Staff-to-resident ratios. Lower ratios mean more personalized attention and faster response times.
Specialized programs. Some conditions, like cardiac recovery, pulmonary disease, stroke, or complex wound care, benefit enormously from specialized programming beyond standard therapy.
Communication with families. Does the team keep families informed and involved? Are care plan meetings scheduled? Is it easy to reach staff when questions come up?
Technology and innovation. Forward-thinking facilities invest in new tools and techniques that improve outcomes. At Empire Care Centers, our RESTORE program is one great example, an innovative rehabilitation platform that improves clinical outcomes while making the therapy process engaging and even fun for residents.

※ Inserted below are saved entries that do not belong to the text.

Issue #1858, opened 2025-02-20
Notification Fallback Connection


moshloop:
fallback:
   connection|  etc..
   timeout: # wait this long before considering a send a failure

PR #1867, opened 2025-02-24
feat: notification fallback recipients

adityathebe:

The environment itself. Is the facility clean, welcoming, and dignified? Does the staff treat residents with genuine warmth and respect? The culture of a place matters deeply, especially during a vulnerable period of recovery.

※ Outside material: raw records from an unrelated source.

PR #1877, opened 2025-02-27
chore: set system user id

yashmehrotra:


db/people.go
```diff
@@ -121,3 +121,16 @@ func AddPersonToTeam(ctx context.Context, personID uuid.UUID, teamID uuid.UUID)
...
+var SystemUser *models.Person
+
+func GetSystemUser(ctx context.Context) (*models.Person, error) {
+	if SystemUser == nil {
+		if err := ctx.DB().Model(&models.Person{}).Where("name = 'System'").First(&SystemUser).Error; err != nil {
+			return nil, fmt.Errorf("error fetching system user from database: %w", err)
+		}
+	}
+
+	api.SystemUserID = lo.ToPtr(SystemUser.ID)
```
yashmehrotra, line 134: @moshloop Keeping api.SystemUserID to avoid import cycles,  its used in a lot of structs defined in api package

PR #1922, opened 2025-03-10
fix: handle user induced SQL errors when running playbooks

adityathebe:


adityathebe:
Not sure if we should even be running the action with an open transaction.

playbook/run_consumer.go
```diff
@@ -271,7 +272,25 @@ func ActionConsumer(ctx context.Context) (int, error) {
 			return err
 		}
 
-		if err := runner.RunAction(ctx, run, action); err != nil {
+		// Create a SAVEPOINT to prevent full transaction rollback
+		if err := ctx.DB().Exec("SAVEPOINT action_execution").Error; err != nil {
```
moshloop, line 276: Can we create a test for this ?

Issue #1871, opened 2025-02-25
AI - Use structured JSON output


moshloop:
Instead of asking the AI to build the slack message, we ask it to produce structured json matching a schema:

`
{
title: 
summary: 
severity: 
events: [
],
playbooks: [
  id: abc
  params: {
 "a": b,
 }
],
links: [
{ name: "Grafana",
  url: ..  
}
}
`

We can then have a function to turn the AI response into a slack block, and another function to turn a config item/comonent/canary into the same object structure and then have a merge eg.

```golang
slackMerge(configItemToSlack(.config), aiToSlack(.actions.ai.output))
```

wdyt @adityathebe @yashmehrotra

PR #1938, opened 2025-03-13
feat(llm): structure output for diagnosis & recommendations

adityathebe:
resolves: https://github.com/flanksource/mission-control/issues/1871

- Use response_format for OpenAI
- For all other LLMS, use tools to get structured output
  - Use official gemini sdk for structured output because langchaingo didn't offer a way to force the tool use
  - Langchaingo also doesn't allow forcing tool use for anthropic but we force that with a prompt which seems to work fine. Waiting for langchaingo to allow that.


llm/llm.go
```diff
@@ -48,28 +39,56 @@ func Prompt(ctx context.Context, config Config, systemPrompt string, promptParts
...
+	// Add backend-specific options for tool choice
+	switch config.Backend {
+	case api.LLMBackendOpenAI:
+		// Do nothing
+		// NOTE: we use `response_format` instead of function calling & that's configured during model creation not when prompting.
+		// OpenAI does support function calling, but I don't think we can force the model to use that tool
+		// like we can with Anthropic.
+
+	case api.LLMBackendGemini:
+		// Do nothing
```
moshloop, line 64: According to https://pkg.go.dev/google.golang.org/genai#GenerateContentConfig there is 
```
// Schema that the generated candidate text must adhere to.
	ResponseSchema *[Schema](https://pkg.go.dev/google.golang.org/genai#Schema) `json:"responseSchema,omitempty"`
```

adityathebe: hmm, we are using https://github.com/google/generative-ai-go/genai
which doesn't seem to have that config. We do it via tools.

But googleapis/go-genai seems to be the new repo for it (based on the commits)
Will migrate to that.

adityathebe: https://github.com/flanksource/mission-control/pull/1938/files#diff-cfdf50fee4d1c92bc2e7bfb32ce2c3fa7b2f53f4a8d0c95b9d6883e4b8c8c535R140-R148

Why Subacute Rehab Matters More Than Most Families Realize
Here is a number worth knowing: patients who skip post-hospital rehabilitation and go directly home often struggle with recovery and face a significantly higher risk of returning to the hospital within 30 days. A pilot study published by the National Institutes of Health found that patients who received structured transitional care during subacute rehabilitation had nearly 39% lower odds of hospital readmission compared to those who did not.
That is not a small number. It reflects something fundamental about how recovery works: the body needs time, professional support, and a safe environment to truly heal. Subacute rehab provides all three.

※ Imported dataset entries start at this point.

PR #1963, opened 2025-03-21
feat: save AI prompts to artifacts

adityathebe:
related: https://github.com/flanksource/mission-control/issues/1961

### DIFF
--- a/playbook/actions/ai.go
+++ b/playbook/actions/ai.go
@@ -5,10 +5,12 @@ import (
 	"encoding/json"
 	"errors"
 	"fmt"
+	"io"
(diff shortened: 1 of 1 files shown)


moshloop:
@adityathebe can we check what happens when no artificat store is configured ? - It should just be a warning in the logs

adityathebe:
@moshloop that's how it is right now - https://github.com/flanksource/mission-control/blob/8c70e3d7cfd2b68a304e0f6fbf7cfe9e1c40dd87/playbook/runner/artifacts.go#L22-L25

At Empire Care Centers, we have seen firsthand what comprehensive short-term rehabilitation can do. Residents come in uncertain, often worried, sometimes scared… and leave stronger, more confident, and ready to return to the lives they love. Our promise has always been healing with heart, and nowhere is that more visible than in the work our rehabilitation teams do every single day. If you want to go deeper on what subacute rehab involves and whether it might be the right fit for your loved one, our complete guide to What Is Subacute Rehab breaks it all down.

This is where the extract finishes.